Stale: Old data we keep around while we refresh it in the background.
Missing: No data.

This splits a “hit” into fresh and stale. When freshness expires, we can still serve the last known value and start a refresh in the background. When a background refresh fails, we can keep serving the stale value and retry with backoff. This prevents one upstream incident from turning into a cascade of timeouts.

This way requests stay fast and the system keeps working during upstream outages.

s-w-r

3. Cache Stampede Protection

When a hot key expires under load (say 1,000 requests per second), many requests miss at once and hammer the upstream. This is a cache stampede (or thundering herd).

This hurts the upstream because caching made it expect lower load. A stampede can push it over its limits, which creates more timeouts and more retries, which creates more load. This can be a downward spiral of systems going down, coming back up, and going down again.

We can prevent this with request coalescing. When we trigger a refresh, mark the key as “in-flight”. Subsequent requests for that key do not start new fetches. They either return the stale value (if we allow staleness), or wait for the in-flight refresh to complete.

In a single-instance setup, an in-memory map of in-flight promises can work. In a multi-instance setup, we may need a distributed lock if every instance can stampede at once. However, most of the time it’s OK to do N requests where N is our instance count, just not N * M where M is our requests per second per instance.

Another low-effort mitigation is to add TTL jitter. This means offsetting our keys by a few seconds/minutes when we SET them, so our hot keys don’t expire at the same time across instances.

4. Cold Starts

If we use in-memory caching without a shared cache and we cache a lot of data, new instances pay a large latency cost while they warm their empty caches.

To reduce cold-start pain (especially in serverless environments), we can add a distributed cache like Redis. A distributed cache stays warm across instances and survives instance restarts.

distributed-cache

However, a distributed cache is not free. It’s a separate system that adds latency and brings its own failure modes.
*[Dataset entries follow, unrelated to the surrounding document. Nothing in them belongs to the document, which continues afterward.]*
Issue #747, opened 2025-09-23
Decompose before simplify_boolean for Xor


ThomSerg:
The transformation of the following model fails for gurobi:
```python
cp.Xor([cp.BoolVal(True), cp.BoolVal(True), p])
```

A common compromise is a hybrid cache: an in-memory cache per instance plus a shared distributed cache.

We pay double writes (memory + distributed), but we can buffer reads:

Check memory
Then check Redis
Then fetch from the upstream (or refresh in the background if we have stale data)

hybrid-cache

This setup reduces our P99 latency and gives us options when Redis or the upstream misbehaves.

5. Backplane

With multiple caches across instances, we face a new problem: updates. If we update a single instance, we can serve inconsistent data between instances.

If keys have short TTLs or the data changes little, this might not matter. In the service I optimized, instance A thinking a product weighed 1.01kg while instance B assumed 1.02kg did not break anything. Eventual consistency was OK for that system.

If we want to reduce those windows of inconsistency, we can add a backplane.

A backplane lets instances broadcast cache updates or invalidations. When one instance writes to its cache, it publishes an event so other instances can update their in-memory caches instead of waiting for TTL expiry.

We can implement this with Redis Pub/Sub if we already run Redis for caching. Each instance subscribes to a channel and publishes cache writes (or invalidations) to it. On receiving the event, instances update or evict their memory cache entry.

backplane

Conclusion

This step-by-step approach mirrors how I improved the caching implementation in my own systems.

I took inspiration from FusionCache, which implements many of these ideas for .NET.

I wanted the same building blocks in TypeScript, so I built it myself.

The TypeScript POC for this can be found in the tiered-cache repo on my GitHub. The final implementation is closed-source for now.